Dalam teori Higiene-Motivator, Herzberg menyatakan bahwa ternyata yang mengarahkan perilaku kita bukan hanya motivasi intrinsik (motivasi diri/motivator), tapi juga motivasi ekstrinsik (higiene). Motivasi intrinsik berasal dari dalam diri sendiri seperti tantangan, rasa berprestasi, keyakinan, keimanan, rasa tanggung jawab, minat aktualisasi diri dan lain-lain. Sedangkan motivasi ekstrinsik bersumber dari kondisi di luar individu seperti upah, jaminan kerja, status, pergaulan, hubungan atasan dan bawahan, uang dan sebagainya.
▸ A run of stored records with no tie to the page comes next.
PR #700, opened 2018-02-04
Add Dockerfile and a docker-compose to run Skosmos with Fuseki

kinow:
Not sure if others would be interested. I started a simple Docker environment as I am on a new notebook and didn't want to install PHP + Apache + Fuseki etc just for developing SKOSMOS again.

To get everything up and running, once in the project folder:

```
$ docker-compose up
$ curl -I -u admin:admin -XPOST --data "dbName=skosmos&dbType=tdb" -G http://localhost:3030/$/datasets/
$ curl -I -X POST -H Content-Type:text/turtle -T vocabularies.ttl -G http://localhost:3030/skosmos/data
```

And with that SKOSMOS should be running on http://localhost:8000.

Feel free to close if that's not interesting at this point :-) just in case someone else was thinking about doing something along these lines. It can be easily modified to also support nginx.

PR #704, opened 2018-02-09
Updated language replace

JorgWieme:
http://localhost:3030/something_ending_on_en/en/ becomes http://localhost:3030/something_ending_on_nl/nl/  when trying to change to change languages. The new replace has this fixed.

### DIFF
--- a/view/topbar.twig
+++ b/view/topbar.twig
@@ -6,7 +6,7 @@
   <ul class="dropdown-menu dropdown-menu-right">
   {% for langcode, langdata in languages %}
   {% if request.lang != langcode %}
-  <li><a id="language-{{ langcode }}" class="versal" href="{{ request.langurl|replace({("#{request.lang}/"): "#{langcode}/"}) }}"> {{langdata.lemma}}</a></li>
+  <li><a id="language-{{ langcode }}" class="versal" href="{{ request.langurl|replace({("/#{request.lang}/"): "/#{langcode}/"}) }}"> {{langdata.lemma}}</a></li>
   {% endif %}
   {% endfor %}
   </ul>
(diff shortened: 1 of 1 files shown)


view/topbar.twig
```diff
@@ -15,7 +15,7 @@
 <div id="language"><span class="navigation-font">|</span>
   {% for langcode, langdata in languages %}
   {% if request.lang != langcode %}
-  <a id="language-{{ langcode}}" class="navigation-font" href="{{ request.langurl|replace({("#{request.lang}/"): "#{langcode}/"}) }}"> {{langdata.name}}</a>
+  <a id="language-{{ langcode}}" class="navigation-font" href="{{ request.langurl|replace({("/#{request.lang}/"): "/#{langcode}/"}) }}"> {{langdata.lemma}}</a>
```
osma: Is it intentional that you replace `langdata.name` with `langdata.lemma` here?

JorgWieme: Yes, before changing it, all languages were displayed with /in_this_language**

kinow: Interesting that when running with Docker (see pull #700), I get the same, i.e. **in_this_language**. But when I get the changes in this pull request, at least that text is fixed, and displays now "svenka" and "English" instead. So at least it seems to fix this issue for my environment.

kinow: Fixes the text, but now I noticed that the links are not working. If I change in the URL from /fi/ to /en/, everything works. Clicking on the links doesn't seem to be working for me 👍

osma:
Exactly, the `in_this_language` is a special gettext id that should be translated to a phrase in the target language. If you see it in the UI the most likely cause is that you have a language defined in `config.inc` but haven't installed the corresponding locale. Not sure how locales work inside Docker containers, but you should make sure all locales mentioned in `config.inc` are available also from inside the container.

kinow:
Aaahh the locale packages. Got to update the pull request for docker then, and include a few default locales. Thanks Osma!!!

osma:
As discussed above, the **in_this_language** problem is caused by missing locales on the system and is not relevant. `langdata.name` should be left intact, not changed to `langdata.lemma`.

The original problem is real - if the vocabulary name ends with a language tag, it will be changed by the language change links. But the suggested fix is also broken, as pointed out by @henriyli: the language change links stop working e.g. on the About page. So we cannot merge this as is.

joelit:
It seems that this is a limitation of twig's replace() function, which does not have proper regex capability. The language replacement will have to be handled somewhere else than topbar.twig. Closing this issue and creating a new one.

Issue #661, opened 2017-11-20
Add a copy to clipboard button


henriyli:
## At which URL did you encounter the problem?
Any concept page.

## What is the expected output? What do you see instead?
It would be nice to be able to copy preferred labels or URIs with a single click. There is now a single click highlight functionality, but the user still needs to manually copy the highlighted content to the clipboard.

This could be solved by using something like: https://clipboardjs.com/ or http://www.jstips.co/en/javascript/copy-to-clipboard/

kinow:
Tested on dev.finto.fi/geo/fi/page/GTK2015ID5, and the clipboard icon is working fine on Firefox and Chrome. Tested using Ubuntu Linux LTS. I think this can be closed? 🎉

henriyli:
I agree. Thanks @kinow !

PR #709, opened 2018-02-13
Issue #661 add a copy to clipboard button

kinow:
Just wanted to learn how it was done in JS. First tried zeroclipboard as I thought that's what GitHub was using, but the flash hidden component was failing. Then tried the simplest example provided in the issue #661.

Here's the result:

image

It re-uses the function to make a selection. So the example code provided is simplified, but we get the same effect in the end.

Not completely happy with final button, so happy to take any suggestions for it 👍 

Bruno

### DIFF
--- a/resource/js/docready.js
+++ b/resource/js/docready.js
@@ -94,8 +94,8 @@ $(function() { // DOCUMENT READY
   countAndSetOffset();
 
   // Make a selection of an element for copy pasting.
-  function makeSelection() {
-    var $clicked = $(this);
+  function makeSelection(e, elem) {
+    var $clicked = elem || $(this);
     var text = $clicked[0];
     var range;
     if (document.body.createTextRange) { // ms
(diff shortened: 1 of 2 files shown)


henriyli:
Great timing! We were talking about this feature earlier on the same day when you made the pull request. I think the button would be better without the border. Maybe something like this?

screenshot-2018-2-15 fintoto yso cat

kinow:
Looks so much better! I'm in the airport now, disconnected until Monday. But if you'd like, feel free to update the pull request or even create a new one if necessary :-) otherwise I will update it with the your markup next week. Thanks!

henriyli:
Thank you @kinow ! This is now merged to master. I added the css in the master branch, since I couldn't figure out the proper GitHub workflow to do it.

kinow:
Not a problem. Thanks a lot @henriyli !

Issue #712, opened 2018-02-21
No concepts displayed in Alphabetical, if no concept starts with A


Kordishal:
## At which URL did you encounter the problem?

http://bartoc-skosmos.unibas.ch/aap/en/

## What steps will reproduce the problem?
1. Click on the link.

## What is the expected output? What do you see instead?
Should show the concepts of the first letter available. The same problem persists for languages with non-Latin characters. 

The initial Alphabetical List is empty giving the impression that there are no concepts under the first letter.

Once you click on one of the letters it works as expected.

## What browser did you use? (eg. Firefox, Chrome, Safari, Internet explorer)
Firefox

PR #716, opened 2018-02-23
WIP Issue #712: display the concepts of the first letter available

kinow:
For issue #712. If no concepts exist with letter `'A'`, then Skosmos will list the letters, but the concept tree will be empty.

This happens cause the `Request` by default assumes the informed letter is `A` when none given.

Instead, we can assume it is empty. Initial tests indicate everything worked with no issues. I still have to confirm the queries are not working by accident, more specifically in `Vocabulary#searchConceptsAlphabetical`.

But happy to take some reviews before digging deeper into this.

Cheers
Bruno

### DIFF
--- a/.travis.yml
+++ b/.travis.yml
@@ -19,13 +19,12 @@ before_script:
 after_script:
   - ./cc-test-reporter after-build --exit-code $TRAVIS_TEST_RESULT
   - pkill -f 'java -Xmx1200M -jar'
-addons:
-  code_climate:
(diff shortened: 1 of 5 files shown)


osma:
Thanks for the PR. 

We tested this, but it doesn't work quite right. The initial alphabetical index shows the first concepts from the vocabulary (in the case of YSO, starting with numbers), but scrolling down the list doesn't work since none of the letter links is active and there is a JS error.

Trying to figure out next what would be the proper solution...

osma:
Got it working with an additional fix that picks the first letter from the available letters. Thanks!

kinow:
:tada: thanks for reviewing and fixing it!

Issue #626, opened 2017-09-25
REST api function for retrieving all concepts present in a vocabulary


d0rg0ld:
Hi,

As far as I understand the current FINTO/SKOSMOS API doc, I can retrieve information about all the vocabularies present in the collection and can then retrieve top level concepts from or search for specific concepts within each of them. What I am missing is the possibility to directly harvest all declared concepts from each vocabulary, the only currently available option in this regard seems to be an API triggered RDF dump of the whole vocabulary. Probably I did not understand the API documentation well enough and it is already possible, in this case I'd be glad to learn how to do it, otherwise I'd like to suggest this as future enhancement.

Kind regards,
Doron Goldfarb

osma:
You're right, getting a list of all the concepts from a vocabulary with the current API is quite awkward. It's not really intended for that purpose originally. As you mentioned, asking for the full vocabulary is probably the easiest way.

Can you elaborate on what kind of use case you have and what information you would need for each concept in the response?

d0rg0ld:
Hi,

thanks for your reply! In the context of the EUDAT project we are currently working on a prototype for aggregating the contents from multiple semantic repositories, i.e. ontology hubs such as BioPortal etc., for providing centralized concept search and overlap analysis functionality - For more info I can offer a link to a recent workshop paper on our endeavor: http://ceur-ws.org/Vol-1933/paper-7.pdf.  

Coming from the environmental domain where we have a number of SKOS based resources, I'd really also like to include SKOS related repositories such as FINTO/SKOSMOS in our aggregator, because we consider re-using SKOSMOS for our own resources and it would be great if we could then directly harvest all stored concepts for aggregation. 

Regarding the information for each concept, the basics would include concept IRI, preferred label, synonyms and description, information we could use to provide lookup services to find the right concept for e.g. semantic annotation. 

I hope that this use case is of interest to you, I am looking forward to learning your opinion on this!

Thanks and kind regards,
Doron

d0rg0ld:
Hi, 

I played around with the code a bit and extended the API with a new call "allConcepts". 

As far as my use case was concerned, it works fine, returning ID, prefLabel, altLabel(s) and Description for each concept present in a vocabulary. The only thing I did not add yet is paging, which might be necessary for larger vocabularies.

In case you are interested, these are the files were I made changes, you can see the diff in a Skosmos fork on https://github.com/d0rg0ld/Skosmos, I forked it today from the current version and merged my changes there.

[...]

PR #739, opened 2018-03-12
REST api function for retrieving all concepts present in a vocabulary  #626 

d0rg0ld:


d0rg0ld:
Please ignore changes made to index.php, thanks

osma:
Thanks for the PR.
Can you please remove the irrelevant parts? E.g. `.gitignore`, `index.php` and the date manipulations.

I'm worried about the approach of creating a JSON string within SPARQL. There is no escaping, so for example if a definition contains a double quote, will it break?

d0rg0ld:
Hi, I removed the irrelevant parts. Thanks for your comment re JSON Strings from SPARQL, you are right that an unescaped double quote char would indeed break this. I had always thought that quotes must be escaped in RDF, but https://www.w3.org/TR/rdf11-concepts/#dfn-literal-value doesnt mention it - thanks for pointing this out. I suspect, however, that all RDF serializations nevertheless require it. But of course it could happen. I only tested the code with 3,6K concepts from our EnvThes thesaurus, which did not cause any problems.

osma:
Thanks for cleaning up the PR! Now it's a lot easier to review.

The fact that RDF serializations require escaping is not relevant here, since the SPARQL endpoint always sees the literals as-is. When you perform string operations with SPARQL, you are dealing with the raw strings, not escaped ones.

I would like to see a unit test that shows that the Vocabulary.getAllConcepts() method works even in extreme cases. Skosmos is used with a lot of vocabularies and some of them have truly strange data...
For example the resource `test:ta118` in the [test.ttl](https://github.com/NatLibFi/Skosmos/blob/master/tests/test-vocab-data/test.ttl#L79) has a deliberately tricky prefLabel. Will it break your JSON serialization?

There are also a couple of SPARQL queries already in Skosmos that perform a similar trick by creating CSV strings with SPARQL string functions: [formatPropertyCsvClause](https://github.com/NatLibFi/Skosmos/blob/master/model/sparql/GenericSparql.php#L758) and [formatPrefLabelCsvClause](https://github.com/NatLibFi/Skosmos/blob/master/model/sparql/GenericSparql.php#L774). I think encoding of special characters in CSV is easier than in JSON (fewer characters to escape), so you may consider switching to CSV.

osma:
@d0rg0ld Are you still working on this? I'm afraid that this cannot be merged in its current form as the concerns detailed above have not been addressed.

d0rg0ld:
@osma unfortunately, I haven't had the time yet, still planning to look into this bit cant promise when this will be the case. Would it be ok to leave it open for now? Thanks

osma:
@d0rg0ld Thanks for the update. No problem keeping it open. I hope you can find the time eventually, it would be a good feature :)

osma:
I'm closing this for now due to inactivity. Please reopen (or open a new PR) if you still want to contribute this work.

Issue #737, opened 2018-03-12
Invalid sort order for numeric notation codes in PTVL


osma:
## At which URL did you encounter the problem?
http://dev.finto.fi/ptvl/fi/page/?uri=http://urn.fi/URN:NBN:fi:au:ptvl:

## What steps will reproduce the problem?
1. Go to concept scheme page of PTVL (above URL)
2. Look at the list of top concepts

## What is the expected output? What do you see instead?

Expected to see top concepts sorted by notation code in natural (numeric) sort order: P1, P2, P3 ...

Instead they are ordered P10, P11, P12, ... P1, P20, P21 ...

This is a regression caused by the fix to #679.

I think the solution would be to use natural sort order (`strnatcasecmp`) when sorting by notation code, but `strcoll` sorting for labels as was done in #679 / #680 .

PR #741, opened 2018-03-20
Issue #737 sorting concept property values correctly

henriyli:
Using natural case sort for sorting concept property values when sortByNotation is true, fixes issue #737.

This PR should undo the damage done in the previous bug fix. I had to add an extra parameter for the ConceptProperty constructor. Is this ok or should the vocabulary configuration value be passed some other way?


osma:
There's a lot of clutter in the commit history. I will do a manual rebase before merging to verify that only the intended changes are included.

osma:
Merged after manual rebase. Thanks!

Issue #731, opened 2018-03-07
Front page content lang


kouralex:
## At which URL did you encounter the problem?
http://finto.fi/en/?clang=fi
## What steps will reproduce the problem?
1. Go to link above

## What is the expected output? What do you see instead?
Content of the RDF in "Available vocabularies and ontologies" is always in the language of the UI, even if one has content language set in the address bar (contradicting the behavior on vocabulary and concept pages). The question is if this is the desired functionality?

jarmosaarikko:
This problem is related to the UI links on the top right hand corner of the UI. Clicking the link, the interface should change.  what is the difference in behaviour between these links:
http://finto.fi/fi/?clang=en
http://finto.fi/sv/?clang=en
http://finto.fi/en/?clang=en
should the interface be in English, but the titles of the vocabularies be in the selected language?
compared to these:
http://finto.fi/sv/?clang=fi
http://finto.fi/sv/?clang=sv
http://finto.fi/sv/?clang=en
Now the Vocabulary titles should be in Swedish in all three, but interface in the selected language?
is this correct?

osma:
I think the vocabulary titles showed on the front page should follow the selected content language, as suggested by @kouralex .

PR #747, opened 2018-03-21
Issue #731 - showing front page vocabulary titles with the chosen content language

henriyli:
Fixes issue #731.


osma:
I think the fallback, in case the vocabulary has no title in the content language, should be the default language of the vocabulary. Not the UI language as suggested by @kouralex .

PR #748, opened 2018-03-23
Add SKOS relations to JSON-LD serialization

danmichaelo:
Realized earlier today that `skos:relatedMatch` is returned as `related:Match` in the JSON-LD serialization.. [example](http://data.ub.uio.no/skosmos/rest/v1/data?uri=http%3A%2F%2Fdata.ub.uio.no%2Frealfagstermer%2Fc012920&format=application/json)  🌵  Ouch!

As a start, I added a failing test case to document it.

I think the easiest fix is to add the various SKOS mapping properties (exactMatch, closematch, etc.) to the default JSON-LD context). Let me know what you think.

### DIFF
--- a/controller/RestController.php
+++ b/controller/RestController.php
@@ -112,27 +112,43 @@ class RestController extends Controller
         return $parameters;
     }
 
-    private function transformSearchResults($request, $results)
+    private function transformSearchResults($request, $results, $parameters)
     {
         // before serializing to JSON, get rid of the Vocabulary object that came with each resource
         foreach ($results as &$res) {
             unset($res['voc']);
         }
-        $ret = array(
-            '@context' => array(
-                'skos' => 'http://www.w3.org/2004/02/skos/core#',
-                'isothes' => 'http://purl.org/iso25964/skos-thes#',
-                'onki' => 'http://schema.onki.fi/onki#',
-                'uri' => '@id',
-                'type' => '@type',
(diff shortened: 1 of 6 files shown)


osma:
Ouch indeed! Thanks for spotting! 

A failing test is a great way to report an issue :)

The proposed solution sounds good. I think this will only affect `skos:relatedMatch` since it's the only property whose URI starts with another SKOS property. But defining all the SKOS mapping properties is better for clarity and consistency.

danmichaelo:
Ok, added the mapping relations to the context for the `data` endpoint.

I also wanted the output from the `search` endpoint to be more consistent with the output from the `data` endpoint, so I added any additional fields being requested using the `fields`parameter to the JSON-LD context there. Note that this change is technically breaking (if users just rely on the `'skos:'` prefix being present in the keys in the resulting JSON without taking the JSON-LD context into account), but I guess the impact should be low since it only affects additional fields requested using the `fields` parameter.

osma:
Excellent work! I see you even added a RestControllerTest class, which we didn't have before.

The only problem I see is that the Travis tests failed due to an unrelated PHP version compatibility issue. That should be fixed in master now. I will try merging this first into a separate branch to make sure it doesn't actually break the tests.

osma:
Tests OK after merge. Thanks a lot!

Sang juara menyadari kedua sumber motivasi itu sekaligus memahami karakteristik masing-masing sumber motivasi. Motivasi ekstrinsik merupakan faktor yang membuat orang tidak puas dan memiliki kontinum dari ketidakpuasan rendah kepada ketidakpuasan tinggi. Artinya, pemenuhan motivasi ekstrinsik tidak akan membuat orang puas, ia hanya mampu mengeliminir ketidakpuasan. Berbeda dengan motivasi intrinsik, ia merupakan faktor yang membuat orang puas dan memiliki kontinum dari kepuasan rendah kepada kepuasan tinggi. Artinya pemenuhan kebutuhan ini akan semakin menambah kepuasan dalam hidup.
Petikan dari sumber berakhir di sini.